От любого другого человека я восприняла бы это, как грубость, однако же Грациниан говорил с особой интонацией, нежной, заинтересованной. Словно люди вокруг него были цветами или драгоценностями, чем-то безупречным и заслуживавшим пристального внимания.

И хотя это не делало его добрым, Грациниан был приятным и ему хотелось доверять.

— А ваша богиня? — спросила я. — Она вас любит?

Мы мало что знали о парфянах, несмотря на то, что были близки с одним из них. Наверное, Грациниан был для меня единственным на свете другом, и я знала все о его характере, увлечениях, жизни и привычках.
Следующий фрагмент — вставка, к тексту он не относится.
PR #694, opened 2023-03-14
Add basic search functionality

Neeraj-Ghodla:
## Description
Basic search functionality is implemented by creating an index-data.json file containing all the headings, descriptions, and anchor links at build time.

We then use the flexsearch library to build an index using the data from index-data.json to provide local search functionality.

## How to test
* Either press `/` or click on the search bar to open it
* Type a keyword to search. If the keyword exists in any heading or description, you should see some search results otherwise you'll see the "Nothing Found" text.

Desktop View

Mobile View

### DIFF
--- a/astro.config.mjs
+++ b/astro.config.mjs
@@ -1,4 +1,5 @@
 import { defineConfig } from 'astro/config';
+import flexsearchPlugin from './src/plugins/flexsearch';
 
 // https://astro.build/config
 import tailwind from '@astrojs/tailwind';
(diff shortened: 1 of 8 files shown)


IsaacMurtagh:
Can you add a screenshot an fix pipeline?

astro.config.mjs
```diff
@@ -1,4 +1,5 @@
 import { defineConfig } from 'astro/config';
+import flexsearchPlugin from './src/plugins/flexsearch';
```
IsaacMurtagh, line 2: I thought this doesn't work, is this why the build is broken?

tom-blake:
@Neeraj-Ghodla Can you please drop some mobile/desktop screenshots and a test plan into this PR plz? 🙏

astro.config.mjs
Neeraj-Ghodla: It wasn't because of this. I've fixed the build.

IsaacMurtagh (approved):
Nice, I like it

Его народ, напротив, оставался слепым пятном.

— Она строгая Мать, — сказал Грациниан почтительно. — Мы скорее дети, которые так желают заслужить ее любовь, что постоянно творят глупости.
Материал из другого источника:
PR #696, opened 2023-03-21
Farmlands pages adjustments

Ray2126:
These are adjustments that Farmlands has asked us to make.

### DIFF
--- a/src/content/guides/farmlands-card-partner-support.mdx
+++ b/src/content/guides/farmlands-card-partner-support.mdx
@@ -17,6 +17,7 @@ If you are a Farmlands Card Partner needing extra support this is the guide for 
 1. If you require assistance with Portal functionality, contact Centrapay at support@centrapay.com or Farmlands at card.specialist@farmlands.co.nz
 You can also use the Support window inside the Portal.
 2. If you have a query relating to an invoice or payment, please contact Farmlands on invoice.queries@farmlands.co.nz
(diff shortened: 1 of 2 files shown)


src/content/guides/farmlands-card-partner-support.mdx
```diff
@@ -17,6 +17,7 @@ If you are a Farmlands Card Partner needing extra support this is the guide for
 1. If you require assistance with Portal functionality, contact Centrapay at support@centrapay.com or Farmlands at card.specialist@farmlands.co.nz
 You can also use the Support window inside the Portal.
 2. If you have a query relating to an invoice or payment, please contact Farmlands on invoice.queries@farmlands.co.nz
+3. If you are needing to add a new branch/location please contact your Card Portfolio manager or Card.Specialist@farmlands.co.nz as Farmlands will need to complete the setup of the branch/location within our system prior to this being enabled in the Portal
```
AndyClifford, line 20: This could be reworded as `If you need to add a new...`.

Я подумала, что сейчас самое время спросить что-нибудь о парфянах, но на ум пришел лишь самый банальный вопрос.

— Что она дала вам, сотворив заново вашу природу?
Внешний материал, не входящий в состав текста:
PR #697, opened 2023-03-21
Fix wording in integrating third party asset guide

IsaacMurtagh:
The wording around payment method, asset type, and payment option was inconsistent.

### DIFF
--- a/src/content/guides/integrating-third-party-asset.mdx
+++ b/src/content/guides/integrating-third-party-asset.mdx
@@ -8,7 +8,7 @@ nav:
 
 By integrating with Centrapay as a third-party asset provider, you can take advantage of our connections with terminals, point-of-sale systems, and merchant networks, thereby expanding the reach of your digital asset to a wider audience.
 
-Once you have defined your asset with Centrapay and implemented the required Uplink APIs, consumers will be able to spend your digital asset using one of our payment flows wherever merchants accept your digital asset.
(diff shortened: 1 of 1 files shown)


alexBinns (commented):
Should it be payment option or payment method? It seems that payment option is used more in the docs.

src/content/guides/integrating-third-party-asset.mdx
```diff
@@ -46,15 +46,15 @@ An example description is `Centrapay NZD`, `Bitcoin`, or `Ethereum`.
 
 ### Supported Currencies
 
-Payment Requests have a value determined by the currency a Merchant accepts. You should supply a finite list of three-letter [ISO currency codes](https://en.wikipedia.org/wiki/ISO_4217).
+[Payment Requests](https://docs.centrapay.com/api/payment-requests) have a value determined by the currency a Merchant accepts. You should supply a finite list of three-letter [ISO currency codes](https://en.wikipedia.org/wiki/ISO_4217) that is supported by your asset.
 
-### Example Payment Option
+### Example Defintiation
```
daallen303, line 51: I think this change may have been unintentional.

alexBinns:
> 

I guess there are certain contexts where each of them make sense one would be in a more technical aspect and the other would be in a less technical aspect

src/content/guides/integrating-third-party-asset.mdx
IsaacMurtagh: Yes, thanks :)

IsaacMurtagh: It was intentional. The H2 is called Defining a payment method, so thought it was redundant to add Payment Method to this header

laurencemcknight (approved):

В Парфии было множество народов, как и в Империи, но мне хотелось знать о том, к которому принадлежит мой друг. Грациниан погрозил мне пальцем. Ноготь на нем был длиннее, чем полагалось. Грациниан формально соблюдал имперские представления о том, как должны выглядеть мужчины, однако в мелочах демонстрировал собственные предпочтения. Ногти у него были длинные, глаза он тонко, не по-восточному, но подводил, а еще иногда золотил скулы, это было непривычно, однако ему ужасно шло.

— Октавия, ты бьешь прямо в сердце! За слова, которые я готов произнести только из любви к тебе, на Родине мне отрежут голову, а тело мое освежуют.

Он задумчиво добавил, словно решив дать мне утешительный приз:

— У нас принято уродовать мертвецов.

— Что? Зачем?

Он подмигнул мне:

— Потому что тогда они не возвращаются.

Я не понимала, шутит он или нет, сестра же смотрела на него с полуулыбкой, лишенной любопытства. И я поняла, все она знает. Мне стало обидно, что сестра не рассказала мне.

Я не столько хотела узнать парфянский секрет, сколько злилась, что между сестрой и Грацинианом было нечто личное, запретное знание, соединявшее ее с ним.

Парфяне, в отличии от жителей Империи, ревностно оберегали свои дары. Кое-что было известно об их культуре, многое — об их политике, но практически ничего — об их богах. Это были скрытые боги, парфяне прятали их от чужих глаз.

В Империи же было принято выставлять своих богов напоказ, гордиться тем, кто ты есть и говорить открыто о своих сильных сторонах. На Востоке царствовала другая культура, теологи называли ее «культурой сокрытия». Я, впрочем, считала, что секреты парфян имеют скорее политическое, чем религиозное значение.

Скрывать не только слабость, но силу — мудрое политическое решение. Оставаться темной лошадкой может быть очень полезно. Хотя, конечно, любая стратегия пересекает однажды свой горизонт, за которым уже не приносит пользы.

— Ты даже нам не расскажешь? — спросила сестра. Голос у нее был веселый, она с радостной жестокостью напоминала Грациниану о том, что тайну свою он раскрыл, и теперь сестра ее хозяйка.

Я еще отчетливее поняла, что она любит его, иначе я бы давно знала обо всем, сколь бы опасной для Грациниана ни была эта правда.

Грациниан подмигнул ей, затем коснулся пальцами своих губ и потянулся к сестре, ухватив ее за ногу.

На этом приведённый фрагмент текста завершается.